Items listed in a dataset

········

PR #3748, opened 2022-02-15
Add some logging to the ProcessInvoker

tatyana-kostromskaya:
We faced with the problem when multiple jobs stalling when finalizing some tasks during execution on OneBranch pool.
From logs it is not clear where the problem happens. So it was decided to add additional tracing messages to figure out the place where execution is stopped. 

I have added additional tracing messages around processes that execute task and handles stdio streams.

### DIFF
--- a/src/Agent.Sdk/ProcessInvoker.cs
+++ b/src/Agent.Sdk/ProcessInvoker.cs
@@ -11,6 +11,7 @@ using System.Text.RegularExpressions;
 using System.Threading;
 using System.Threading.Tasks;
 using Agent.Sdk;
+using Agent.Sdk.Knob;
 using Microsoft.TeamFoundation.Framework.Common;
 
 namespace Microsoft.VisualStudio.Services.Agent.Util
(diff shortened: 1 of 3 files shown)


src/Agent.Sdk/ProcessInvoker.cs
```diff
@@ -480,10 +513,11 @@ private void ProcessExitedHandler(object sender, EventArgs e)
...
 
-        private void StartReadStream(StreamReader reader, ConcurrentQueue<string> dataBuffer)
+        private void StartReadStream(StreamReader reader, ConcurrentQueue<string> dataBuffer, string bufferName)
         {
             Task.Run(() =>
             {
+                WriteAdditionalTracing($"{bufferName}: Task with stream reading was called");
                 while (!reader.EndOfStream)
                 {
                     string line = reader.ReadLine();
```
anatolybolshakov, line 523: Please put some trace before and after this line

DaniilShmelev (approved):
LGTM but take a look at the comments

········

▶ **Task directions**
Please show every line above that includes the word "reader".

▶ **Your response**
-        private void StartReadStream(StreamReader reader, ConcurrentQueue<string> dataBuffer)
+        private void StartReadStream(StreamReader reader, ConcurrentQueue<string> dataBuffer, string bufferName)
                 while (!reader.EndOfStream)
                     string line = reader.ReadLine();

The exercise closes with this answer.